Greens preparing exit, says Gilmore

GILMORE CANVASS : THE GREENS are no longer the party he “used to have respect for”, Labour Party leader Eamon Gilmore said yesterday…

GILMORE CANVASS: THE GREENS are no longer the party he "used to have respect for", Labour Party leader Eamon Gilmore said yesterday.

Speaking to reporters at the annual James Connolly commemoration in Arbour Hill Cemetery, he said the Greens appeared to be preparing an exit strategy in response to negative opinion poll results.

“This is part of a Green strategy to get out of the Government. It’s quite clear now that the Greens have become nervous about propping up Fianna Fáil in Government.

“What disappoints me about it, is that they didn’t become nervous when Fianna Fáil took the medical card off the pensioners, the books off the schoolchildren, the cancer vaccine off 12-year-old girls.

READ SOME MORE

“They’ve only become nervous when the opinion polls have started to turn against them and when people have become angry at them at the doorsteps in this election.

“And I must say that that’s not the Green Party that I used to have respect for, but it does appear as though it is part of their strategy to get out of Government,” he said.

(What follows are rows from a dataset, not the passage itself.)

PR #594, opened 2016-06-28
[ready & complete] VOBL, Kempegowda International Airport Bengaluru

eliuuk:
Kempegowda International Airport Bengaluru is an international airport, which serves the Indian city, Bangalore. Based here are 4 airlines, and Kempegowda is also a focus city for 2 airlines.  This airport served 18 million passengers throughout 2015 and 400 aircraft movements per day in 2015. 

This airport opened in 2008 as an alternative to HAL Bangalore Airport, but now is the main airport in Bangalore.

The airport is named after Kempe Gowda I, who was the founder of Bangalore.

Public testing: https://indianbhaji.github.io/atc/b/general/


erikquinn:
Same comments about the size as I had in #590. Will wait on this PR until the discussion is resolved on #590 so we have a plan on what to do with supermassive airspaces like this.

image

image

eliuuk:
@erikquinn For this aerodrome, would the 90nm ring make sense?

erikquinn:
@indianbhaji I don't know... the shelving they've got going on makes no sense to me anyway. Doesn't look like there's much of an easy and logical way to take a subset of the depicted airspace.

What do you think is the best thing to do with it?

eliuuk:
More scavanging. I'll see if I can find anything off the vACC website on 
VATSIM or IVAO.

eliuuk:
@erikquinn IVAO uses a 50nm approach circle around the fix BBG. This should now be fixed!

eliuuk:
@erikquinn Any chance this could be merged after I fix the conflicts tomorrow?

erikquinn:
Perhaps! Please make sure the PR is working against the current version of the repo though, and not an old one, as the differences are pretty drastic from how the codebase was set up a few weeks ago.

assets/scripts/airport.js
```diff
@@ -1346,6 +1346,7 @@ function airport_init() {
   airport_load('sbgr', "beginner", "Aeroporto Internacional de São Paulo/Guarulhos");
   airport_load('tncm', "easy", "Princess Juliana International Airport");
   airport_load('uudd', "easy", "Moscow Domodedovo Airport");
+  airport_load('vobl', "hard", "Kempegowda International Airport Bengaluru");
```
n8rzz: in `v3`, this line will need to go in the `airportLoadList.js` file. see the comments in https://github.com/zlsa/atc/blob/gh-pages/src/assets/scripts/airport/airportLoadList.js for more information here.

We have #719 and n8rzz#88 which will eliminate the need for any npm commands when adding new airports/airlines/aircraft.

eliuuk: @n8rzz I'm rebasing any remaining pull requests I have anyways.

I'm unaware of what you mean by 'npm commands', all I know about loading an aerodrome is that you have to add it in with the new format in the file `bundle.js`. Could you explain what you mean?

n8rzz: @indianbhaji the `bundle.js` file is actually a generated file.  It contains all of the js for the app in one file and isn't meant to be edited directly.  Now, you _could_ edit it directly, but be aware that the next time a build is run, those changes will be overwritten.  A good work around, until #712 is in place, is adding the new airport to both the `bundle.js` and `airportLoadList.js`.

What is npm?  NPM is short for Node Package Manager.  Sort of like bundler for Ruby.  It provides a means to manage packages and run scripts with those packages.  v3 is written in ES2015 (or ES6 as its also known).  Browsers don't actually understand ES2105 thus, it must be transpiled to ES5.  It gets complicated.

Long story short, when developing on the JS one will need to run `npm run build` in order to re-build the js.  When developing airports, this will also be a necessary step until #712 is completed.  A temporary workaround would be what I mentioned above.  It is very important that those new airports get into the `airportLoadList.js` otherwise they will not load after the next build.

eliuuk: @n8rzz I understand now, thanks for your explanation! +1

erikquinn:
@indianbhaji I think I can start dredging my way through all the PRs that have backed up. Is this one still fully ready?

eliuuk:
@erikquinn Looks like it's fully ready, you can start looking at it!

erikquinn:
Merged via d3143fe1d81f50d1318c12ddb330d5154fd9cfd2.

PR #583, opened 2016-06-19
New Airport: SAWH (Ushuaia Airport)

Fechulo:
Ushuaia Airport, officially "Aeropuerto Internacional Malvinas Argentinas" (A very controversial name as it reflects Argentina's claims of sovereignty over the Falkland Islands) is a small airport at the southern tip of Argentina in Ushuaia, the southernmost city in the world. I made this airport mainly because I wanted to play around with terrain (I think it looks pretty good, although there are some errors north of the airport, where there's two overlapping areas with an elevation of 1000ft).

This PR also includes changes to LAN and TAM, since the 2 airlines have merged into one airline called LATAM. 

When #561 is merged, d8d0de9 and c9df00e will become unnecessary.

PR #604, opened 2016-07-05
New Airport: SAWH (Ushuaia Airport)

Fechulo:
Ushuaia Airport, officially "Aeropuerto Internacional Malvinas Argentinas" (A very controversial name as it reflects Argentina's claims of sovereignty over the Falkland Islands) is a small airport at the southern tip of Argentina in Ushuaia, the southernmost city in the world. I made this airport mainly because I wanted to play around with terrain (I think it looks pretty good, although there are some errors north of the airport, where there's two overlapping areas with an elevation of 1000ft).

This PR also includes changes to LAN and TAM, since the 2 airlines have merged into one airline called LATAM.

It fixes the issues discussed in #583


assets/airports/sawh.json
```diff
@@ -0,0 +1,149 @@
...
+    "PWL3": {
+      "icao": "PWL3",
+      "name": "Williams Three",
+      "rwy": {
+        "25" : [["_RWY25", "A4+|S180"], ["WH321", "A17+|S180"], ["WH322", "A50+|S180"], ["WH323", "A75+|S180"], ["WH324", "A80+|S180"]]
+      },
+      "transitions": {
+        "USU": [["WH326", "A110+|S180"], ["USU", "S180"], "UGIRA", "LOKEN"],
+        "USU": [["WH326", "A110+|S180"], ["USU", "S180"], "KEXOP", "GRA"],
+        "USU": [["WH326", "A110+|S180"], ["USU", "S180"], "LITOK", "ALMIR"],
```
tedrek: Only this USU transition is used, it overwrites the previous ones.  I don't think that's the intent, they should probably be renamed based on the last fix.

tedrek:
That terrain is pretty crazy :+1: 

I was having difficulties with the USU2B.GRA and PWL3.DABLI departures interfering with the DABLI2 arrival.  Is that the an expected challenge for this airport?

Fechulo:
regarding the USU transitions, I'm trying to simulate airways. The SID actually ends at USU, but aircraft wouldn't just continue on that heading, they would follow an airway. I'm aware that airways can be added, but I don think they're functional yet (not to my knowledge). If there's a better way to do this, let me know!

I did a bit of research and it seems like, no matter where aircraft are coming from, they'll all end up at DABLI, which is probably why DABLI2 is the only STAR at the airport. Pretty much the same thing happens with departures. Most aircraft departing the airport must, at some point, end up at GRA, because there's many airways which connect the airport to the rest of the country. I imagine this is an issue ATC IRL must deal with every day. When I tested the airport, there weren't any conflicts, because there was plenty of vertical separation. To be honest, I don't really know what to do about this.

tedrek:
@Fechulo, given that airways aren't yet implemented I think using the transitions on USU is a good solution.  I was commenting on the technical aspect, you can't use the same transition name multiple times.  `{"foo": "bar", "foo": "baz"}` becomes `{"foo": "baz"}` when it is parsed.

My suggestion would be to change it like this

```
  "_comment": "Simulate airways after USU using transitions",
  "transitions": {
    "LOKEN": ...,
    "GRA": ...,
    "ALMIR": ...
  },
```

Regarding the vertical separation between GRA and DABLI, I am fine leaving it as is.  Within the control area the player can resolve issues and it makes for interesting game play.  Outside of the area I was seeing conflicts and potential conflicts but I can live with it.

One potential solution though would be to modify the STAR so they travel a parallel path a little further to the east  while outside of the control area.  When they enter the control area do a little jog onto the correct path.  It maintains the challenge for the player without causing issues they can't control.

erikquinn:
Just a comment: The framework for the airways is in there, you just have to make sure the route the ac is on has that in the flight plan (eg SAWH USU2B USU V123 ABCDE V345 FGHIJ). If the route can be set to that in the departures flight plan (I don't recall how it's set up), then the fms will at least know how to follow the airways.

Fechulo:
@erikquinn 's solution seems more elegant. I'll change it as soon as I know how to do it. @tedrek I'm going to try and see how ATC IRL deal with this issue, before I make any changes.

Fechulo:
@tedrek Upon further research, I found that controllers in real life, don't deal with this issue at all. There's simply not enough traffic at the airport for there to be any conflicts.

Fechulo:
@erikquinn Weren't there airways at KSFO? I can't find them anywhere in the code. Are there any examples of airways in the game?

tedrek:
@Fechulo, I've taken a look at the code regarding airways.  There isn't currently an ability to assign a route to departures, just a single SID.  I will try to work on that, but it's going to take a couple of days at minimum.

Fechulo:
That's fine, no problem. Thanks!

erikquinn:
@Fechulo imma slap together some airways for this and give it a try. Could someone direct me to some charts for SAWH though? I had trouble finding any SIDs/STARs via the typical google efforts...

erikquinn:
PS the airways implementation is straightforward, as demonstrated [here](https://github.com/zlsa/atc/commit/1754306fa86e322aac4a5dd77af976ebfb45753c#diff-0112be1bce5714389b11f0fcf314a677L114). I swore I documented it thoroughly, but must have messed something up in the process of cleaning up my work and creating the pr, merging etc, and it got lost along the way... :disappointed:

Regardless, I see the issue now is that you want to add an airways leg as a part of a SID, which won't work well with how it's set up... both the SID and the airway are (in the eyes of the code anyway) procedures that have an entry point, exit point, and a bunch of fixes inbetween. It wouldn't work to have `entryfix.airway.exitfix` stuck in the middle of `entryfix.SID.exitfix` as implemented now; that would have to be an additional change.

So, I would probably say that what you did with just adding the fixes as a list of fixes on the transition is the way to do it.

Fechulo:
The best charts I could find while making the airport were [these](https://drive.google.com/file/d/0BxKQrDika6dOdUQ0bmJTYUxueVk/view) ones. I don't know if they're new or old, because they don't have a date, but they're the best I could find online. If you actually want to get the real charts you have to go to a physical [shop](https://www.google.ie/maps/place/Av.+Paseo+Col%C3%B3n+1452,+C1063ADO+CABA,+Argentina/@-34.6246993,-58.3680373,3a,41.7y,78.83h,90.94t/data=!3m7!1e1!3m5!1sVVcxWyiumcfqN9QnyIAoHg!2e0!6s%2F%2Fgeo0.ggpht.com%2Fcbk%3Fpanoid%3DVVcxWyiumcfqN9QnyIAoHg%26output%3Dthumbnail%26cb_client%3Dmaps_sv.tactile.gps%26thumb%3D2%26w%3D203%26h%3D100%26yaw%3D47.101604%26pitch%3D0!7i13312!8i6656!4m5!3m4!1s0x95a334cd97e07b8d:0x42276cc7b06e122c!8m2!3d-34.6246626!4d-58.3680392?hl=en) in Buenos Aires to buy them.

As you can see in the charts, the airways are not actually part of the SID, but I wanted the a/c to leave the airspace as realistically as possible. I added the airways that they could follow from the USU VOR to the SID as if they were in the procedure.

I could swear that there were airways implemented at KSFO, but when I looked for them, I couldn't find them. I guess I'll rename the transitions so that the SID actually works.

willfrd:
I could give you really recent charts if you wish. But I had a look at them and they haven't really changed. Do you want them?

Fechulo:
Thanks for the offer! If they haven't changed, I don't think I need them. The airport is good as it is now, and honestly I have no intention on changing anything, unless it's necessary. Thank you anyway!

willfrd:
Ok you are welcome :-) Just remember if you or anyone here need any recent charts ask me and I'll upload them to drive (If I have them which 99.9% of the times I do), I don't think this should be an obstacle when it comes the time to write up an airport.

Fechulo:
@willfrd I assume you have navigraph charts. In that case, I'm not sure they would be happy with someone uploading their charts to the internet without their permission.

willfrd:
Not navigraph but jeppesen... And as I have the license... I don't think they will mind but if they do don't worry its my problem :-) ahh and I would upload them temporarily or send it privately ;-)

erikquinn:
> It wouldn't work to have entryfix.airway.exitfix stuck in the middle of entryfix.SID.exitfix as implemented now [...] So, I would probably say that what you did with just adding the fixes as a list of fixes on the transition is the way to do it.

@Fechulo are you okay to just move forward with this as it is? Enabling nested procedures (eg an "airway" inside a SID/STAR) is not something that's coming from me any time soon. Being able to define a ROUTE to fly instead of just a SID could be added, but also is not right around the corner, so let me know if you want to continue with this.

Fechulo:
I'd rather have it merged now. It's not my priority either and it's functional as it is right now. Also, it's better to merge it now before it becomes outdated, and so that #622 can be merged as well.

PR #605, opened 2016-07-07
Added delete command

glott:
Added `delete` command. Can be used to remove aircraft from the scope. 
Syntax: [Select aircraft] `delete`
Synonyms: `del`, `rem`


tedrek:
I'm curious what is the intended use case for this?  It is certainly not very realistic :wink:

erikquinn:
It's present in all the major simulators (NexSim, Adacel, UFA, etc), and I can attest there are times I've wanted it... @tedrek it's definitely not realistic, but it's important from the training perspective, as it allows you to focus on a particular task (say box pattern vectoring), and if you mess up, you have the option to kill a plane or two and continue with the drill. Useful for developing skills, and personally i would rather have the option to use or not use it based on whatever purposes I'm playing the game that day.

assets/scripts/aircraft.js
```diff
@@ -2151,6 +2156,11 @@ var Aircraft=Fiber.extend(function() {
 
       return ["ok", "proceed direct " + fixname];
     },
+    runDelete: function(data) {
+      for(var i=0;i<prop.aircraft.list.length;i++)
+ +      if(prop.aircraft.list[i].getCallsign() == this.getCallsign()) prop.aircraft.list[i].to_remove = true;
```
tedrek: @JHG0, these  2 lines should be simplified to `this.to_remove = true`, the command dispatch logic has already verified no other aircraft match this callsign.  After that I am ready to merge.

tedrek:
@erikquinn, thanks for the insight.  I'll merge once my comment on the diff is resolved.

glott:
I'll fix it when I have a chance. What do you think would be the best/most efficient way to give the option of deleting an aircraft when they are not in the center airspace? @erikquinn @tedrek

tedrek:
@JHG0, the best solution is probably to wait for #601 to be merged and then implement it as a system level command which will delete regardless of being in the airspace.

glott:
Closed - new pull request will be made after merge with #601. @tedrek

When it was pointed out that Green Party leader John Gormley and TD Mary White said they had no intention of leaving Government, Mr Gilmore commented:

“Well that sounds like that they want it each way and they can’t have it each way. They are now propping up a bad Fianna Fáil Government.”

Fine Gael leader Enda Kenny, who was canvassing in Dublin, said the Government was being “destabilised” by comments from senior members of the Green Party. “They would want to understand that they are either part of the Government or they are not.

“And on the Taoiseach’s behalf, if he thinks that Fianna Fáil are pursuing the right policies here, which have been described by the Green Party as being disastrous, then they are both deluding themselves.”

Asked for his reaction to the Green Party’s call for a renegotiation of the Programme for Government, Mr Kenny said: “The parties to Government had a serious opportunity in the budget to redirect the way the country should be moving in terms of jobs and job-creation and they failed absolutely on that. And that’s where the anger of the people is, right across the country. And they have convicted this Government, and they’re waiting for them.”

Asked if he would consider going into an alternative coalition including the Greens, he replied:

“No, I’ve already said that what we need is a new government with a new mandate to take the country in a new direction.”

He said the Government was “proceeding down the road with serious potential risk on Nama [National Asset Management Agency] which has been holed beneath the water by a senior public servant who said that they don’t have the facilities or capacity to deal with this”.

Asked if he thought the Greens were preparing to exit from Government, he replied: “I don’t speak for them obviously, but I feel that the Greens are now becoming aware of the extent of anger of people out there at the way that the Government have betrayed the confidence of the people after the 2007 election”.

He said the timing of the Greens’ request for renegotiation was “obviously a reflection of what they are getting on the doorsteps”.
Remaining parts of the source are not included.